I have two data sets consisting of 7 observations each:
Set#1: 10, 2, 3, 2, 4, 2, 5
Set#2: 20, 12, 13, 12, 14, 12, 15
For each, I will compute the Central Tendency and Variation.
These measures are fundamental statistical concepts that I need to master on my journey to understand advanced analytics.
A little bit of knowledge first
Central tendency is a fundamental statistical concept that helps describe where a data set’s “center” or “typical” value lies. It provides a way to summarize and understand a group of data points. There are three primary measures of central tendency:
Mean, Median, and Mode.
Variation measures in statistics help you understand how data points in a dataset are spread out or dispersed from the central tendency (mean, median, or mode). They provide insights into the variability or consistency of your data. Here are some fundamental variation measures for beginners in statistics: Range, Variance, Standard Deviation, Interquartile Range, and Coefficient of Variation.
For my sample datasets, I will demonstrate how to obtain those measures discussed above (I will not include the coefficient of variation at this time).
First, I will convert those datasets into vectors: ‘set1’ and ‘set2’
> set1 <-c(10, 2, 3, 2, 4, 2, 5)
> set2 <-c(20, 12, 13, 12, 14, 12, 15)
###central tendencies measures and results
> mean(set1)
> # calculates the average
[1] 4
> mean(set2)
[1] 14
> median(set1)
># median is the middle value of the dataset arranged in ascending or descending order
[1] 3
>median(set2)
[1] 13
>mode(set1)
> # mode is the value that appears most frequently in a data set.
[1] “numeric”
#”numeric,” in this case, means that the mode is a numerical value or value within the dataset. The most frequent number in dataset ‘set1’ is 2.
> mode(set2)
> # same as above. The most frequent number in the dataset ‘set2’ is 12.
[1] “numeric”
> #####Review Samples
> summary(set1)
Min. 1st Qu. Median Mean 3rd Qu. Max.
2.0 2.0 3.0 4.0 4.5 10.0
> summary(set2)
Min. 1st Qu. Median Mean 3rd Qu. Max.
12.0 12.0 13.0 14.0 14.5 20.0
> ###variations measures and results
> range(set1)
># It is the difference between the max and min values in the data set.
[1] 2 10
> range(set2)
[1] 12 20
> IQR(set1)
>#It is the difference between the third quartile (Q3) and the first quartile (Q1).
[1] 2.5
> IQR(set2)
[1] 2.5
> var(set1)
># This measures how each data point varies from the mean.
[1] 8.333333
> var(set2)
[1] 8.333333
> sd(set1)
> # It’s the square root of the variance.
[1] 2.886751
> sd(set2)
[1] 2.886751
My two cents:
The standard deviations of both data sets are the same (i.e., both have a standard deviation of 2.89), and they have a similar degree of variability or spread. However, the mean, median, and other summary statistics differ between the two data sets.
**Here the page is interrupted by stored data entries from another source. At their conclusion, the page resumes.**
PR #9699, opened 2019-03-18
Correctly parse TS TypeAssertions around arrow functions

### LINKED ISSUE #9324: @babel/parser(ts): type assertion with arrow function
## Bug Report

**Current Behavior**
Babel parse `TypeAssertion` as `typeParameters` for arrow function.

this is checked with tsc parser

**Input Code**
```ts
var asserted1 = <any>((n) => { return n; });
```

ast produced by babel:

```json
{
  "id": {
    "name": "asserted1",
    "type": "Identifier"
  },
  "init": {
    "async": false,
    "body": {
      "elements": [
        {
          "name": "n",
          "type": "Identifier"
        }
      ],
      "type": "ArrayExpression"
    },
    "expression": true,
    "generator": false,
    "id": [null],
    "params": [
      {
        "name": "n",
        "type": "Identifier"
      }
    ],
    "type": "ArrowFunctionExpression",
    "typeParameters": {
      "params": [
        {
          "name": {
            "name": "any",
            "type": "Identifier"
          },
          "type": "TSTypeParameter"
        }
      ],
      "type": "TSTypeParameterDeclaration"
    }
  },
  "type": "VariableDeclarator"
}
```

**Expected behavior/code**

```json
{
  "id": {
    "name": "asserted1",
    "type": "Identifier"
  },
  "init": {
    "expression": {
      "async": false,
      "body": {
        "elements": [
          {
            "name": "n",
            "type": "Identifier"
          }
        ],
        "type": "ArrayExpression"
      },
      "expression": true,
      "generator": false,
      "id": [null],
      "params": [
        {
          "name": "n",
          "type": "Identifier"
        }
      ],
      "type": "ArrowFunctionExpression"
    },
    "type": "TSTypeAssertion",
    "typeAnnotation": {
      "type": "TSAnyKeyword"
    }
  },
  "type": "VariableDeclarator"
}
```

```js
    'typescript',
    'objectRestSpread',
    'decorators-legacy',
    'classProperties',
    'asyncGenerators',
    'dynamicImport',
    'estree',
    'bigInt',
    'importMeta'
  ];
  if (jsx) {
    plugins.push('jsx');
  }

  return babel.parse(text, {
    sourceType: 'unambiguous',
    ranges: true,
    plugins
  });
```

**Environment**
- Babel version(s):  7.2.3
- Node/npm version: 6-11
- OS: ----
- Monorepo: ---

danez:
| Fixed Issues?            | Fixes #9324
| Patch: Bug Fix?          | 👻
| Documentation PR Link    | 
| Any Dependency Changes?  |

Prior to this change it would only work if `createParenthesizedExpressions` was true, because we already check if the node is not an `ArrowFunctionExpression`. Now it also works with this setting set to false.

### DIFF
--- a/packages/babel-parser/test/fixtures/typescript/cast/arrow-in-parens-with-parens-node/options.json
+++ b/packages/babel-parser/test/fixtures/typescript/cast/arrow-in-parens-with-parens-node/options.json
@@ -1,0 +1,4 @@
+{
+  "createParenthesizedExpressions": true,
+  "plugins": ["typescript"]
+}
--- a/packages/babel-parser/src/plugins/typescript.js
+++ b/packages/babel-parser/src/plugins/typescript.js
@@ -2121,7 +2121,10 @@ export default (superClass: Class<Parser>): Class<Parser> =>
         // This is similar to TypeScript's `tryParseParenthesizedArrowFunctionExpression`.
         typeParameters = this.tsParseTypeParameters();
         arrowExpression = super.parseMaybeAssign(...args);
-        if (arrowExpression.type !== "ArrowFunctionExpression") {
+        if (
+          arrowExpression.type !== "ArrowFunctionExpression" ||
+          (arrowExpression.extra && arrowExpression.extra.parenthesized)
+        ) {
           this.unexpected(); // Go to the catch block (needs a SyntaxError).
         }
       } catch (err) {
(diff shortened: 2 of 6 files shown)


packages/babel-parser/test/fixtures/typescript/cast/arrow-in-parens-with-parens-node/options.json
```diff
@@ -0,0 +1,4 @@
+{
+  "createParenthesizedExpressions": true,
```
armano2: should we add this option to `babel-plugin-syntax-typescript`?

danez: No this is only for tools using babel-parser directly.
Babel would not understand the AST that gets returned when this option is active.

The standard deviation measures the spread or dispersion of data points around the mean. If the standard deviations are the same, the degree of variability in both sets is similar. However, the differences in the mean and median values indicate that the central tendency of the two data sets is still different.
In a normal distribution, the mean, median, and standard deviation are related in a specific way:
- The mean and median are equal.
- The standard deviation determines the spread or width of the distribution.
In this case, even though both data sets have the same standard deviation, their means and medians are different, which means they are not similar to a normal distribution with the same parameters.
To assess whether they closely follow a normal distribution, I would typically use graphical methods like histograms, Q-Q plots, and other statistical tests. The differences in mean and median values shows that they are not likely to be normally distributed with the same parameters.